PR #11891, opened 2022-01-09
Do not allow forwarding a link preview when its image is not downloaded yet

fumiakiy:
### Contributor checklist

 * Samsung Galaxy S6, Android 7
 * AVD Pixel 4, API 30

----------

### Description
Link preview can have images and those images can be pending download depending on the media settings. Images and movies cannot be forwarded before they are downloaded but forwarding button is available on the toolbar if you select a link preview whose image is not downloaded yet. But forwarding ultimately fails if the image was not available yet, making the behavior looks confusing to users.

The solution implemented in this PR is to set hasPendingMedia for link previews so that actions that should not be available would not become available.

The bug was [reported in the beta forum by Blue42](https://community.signalusers.org/t/beta-feedback-for-the-upcoming-android-5-27-release/38993/202).

### Screen recordings

**bug**

https://user-images.githubusercontent.com/28482/148703023-90d7b055-ee3c-4ec8-b1cc-71fb54e1d6b5.mp4

**fixed**

https://user-images.githubusercontent.com/28482/148703045-531372d6-b2a3-4845-a400-d51c0181859d.mp4

### DIFF
--- a/app/src/main/java/org/thoughtcrime/securesms/mms/Slide.java
+++ b/app/src/main/java/org/thoughtcrime/securesms/mms/Slide.java
@@ -40,10 +40,8 @@ import java.security.SecureRandom;
 public abstract class Slide {
 
   protected final Attachment attachment;
-  protected final Context    context;
 
-  public Slide(@NonNull Context context, @NonNull Attachment attachment) {
-    this.context    = context;
+  public Slide(@NonNull Attachment attachment) {
     this.attachment = attachment;
   }
 
@@ -122,7 +120,7 @@ public abstract class Slide {
     return hasVideo() && attachment.isVideoGif();
   }
 
-  public @NonNull String getContentDescription() { return ""; }
+  public @NonNull String getContentDescription(@NonNull Context context) { return ""; }
 
   public @NonNull Attachment asAttachment() {
     return attachment;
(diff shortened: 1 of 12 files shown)


teynav:
Won't it better to still allow forwarding link previews but if image is not downloaded then download it first?

fumiakiy:
> Won't it better to still allow forwarding link previews but if image is not downloaded then download it first?

Could be. But it would become a new feature because Signal doesn't behave that way when forwarding other media.

fumiakiy:
Yes it's still relevant.

app/src/main/java/org/thoughtcrime/securesms/mms/Slide.java
```diff
@@ -122,7 +120,7 @@ public boolean isVideoGif() {
     return hasVideo() && attachment.isVideoGif();
   }
 
-  public @NonNull String getContentDescription() { return ""; }
+  public @NonNull String getContentDescription(@NonNull Context context) { return ""; }
```
greyson-signal, line 123: Seems like this (and resulting changes to subclass) is a separate thing that doesn't need to be in this PR.

greyson-signal (changes requested):

app/src/main/java/org/thoughtcrime/securesms/mms/Slide.java
fumiakiy: It's necessary to not require `Context` in Slide constructor to make [this line](https://github.com/signalapp/Signal-Android/pull/11891/files#diff-3da0cade0ad78366f5959ea36324f43bca9614878e47ff5a932fa13cd068d995R78) possible there.

I could remove the `@Nullable Context context` parameter in the constructor altogether but I didn"t because I thought it would make this PR look doing something that is not absolutely necessary for the PR to be self contained.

> [TO DO] Retype all the data verbatim.

> [OUTPUT OF THE TASK]
PR #11891, opened 2022-01-09
Do not allow forwarding a link preview when its image is not downloaded yet

fumiakiy:
### Contributor checklist

 * Samsung Galaxy S6, Android 7
 * AVD Pixel 4, API 30

----------

### Description
Link preview can have images and those images can be pending download depending on the media settings. Images and movies cannot be forwarded before they are downloaded but forwarding button is available on the toolbar if you select a link preview whose image is not downloaded yet. But forwarding ultimately fails if the image was not available yet, making the behavior looks confusing to users.

The solution implemented in this PR is to set hasPendingMedia for link previews so that actions that should not be available would not become available.

The bug was [reported in the beta forum by Blue42](https://community.signalusers.org/t/beta-feedback-for-the-upcoming-android-5-27-release/38993/202).

### Screen recordings

**bug**

https://user-images.githubusercontent.com/28482/148703023-90d7b055-ee3c-4ec8-b1cc-71fb54e1d6b5.mp4

**fixed**

https://user-images.githubusercontent.com/28482/148703045-531372d6-b2a3-4845-a400-d51c0181859d.mp4

### DIFF
--- a/app/src/main/java/org/thoughtcrime/securesms/mms/Slide.java
+++ b/app/src/main/java/org/thoughtcrime/securesms/mms/Slide.java
@@ -40,10 +40,8 @@ import java.security.SecureRandom;
 public abstract class Slide {
 
   protected final Attachment attachment;
-  protected final Context    context;
 
-  public Slide(@NonNull Context context, @NonNull Attachment attachment) {
-    this.context    = context;
+  public Slide(@NonNull Attachment attachment) {
     this.attachment = attachment;
   }
 
@@ -122,7 +120,7 @@ public abstract class Slide {
     return hasVideo() && attachment.isVideoGif();
   }
 
-  public @NonNull String getContentDescription() { return ""; }
+  public @NonNull String getContentDescription(@NonNull Context context) { return ""; }
 
   public @NonNull Attachment asAttachment() {
     return attachment;
(diff shortened: 1 of 12 files shown)


teynav:
Won't it better to still allow forwarding link previews but if image is not downloaded then download it first?

fumiakiy:
> Won't it better to still allow forwarding link previews but if image is not downloaded then download it first?

Could be. But it would become a new feature because Signal doesn't behave that way when forwarding other media.

fumiakiy:
Yes it's still relevant.

app/src/main/java/org/thoughtcrime/securesms/mms/Slide.java
```diff
@@ -122,7 +120,7 @@ public boolean isVideoGif() {
     return hasVideo() && attachment.isVideoGif();
   }
 
-  public @NonNull String getContentDescription() { return ""; }
+  public @NonNull String getContentDescription(@NonNull Context context) { return ""; }
```
greyson-signal, line 123: Seems like this (and resulting changes to subclass) is a separate thing that doesn't need to be in this PR.

greyson-signal (changes requested):

app/src/main/java/org/thoughtcrime/securesms/mms/Slide.java
fumiakiy: It's necessary to not require `Context` in Slide constructor to make [this line](https://github.com/signalapp/Signal-Android/pull/11891/files#diff-3da0cade0ad78366f5959ea36324f43bca9614878e47ff5a932fa13cd068d995R78) possible there.

I could remove the `@Nullable Context context` parameter in the constructor altogether but I didn"t because I thought it would make this PR look doing something that is not absolutely necessary for the PR to be self contained.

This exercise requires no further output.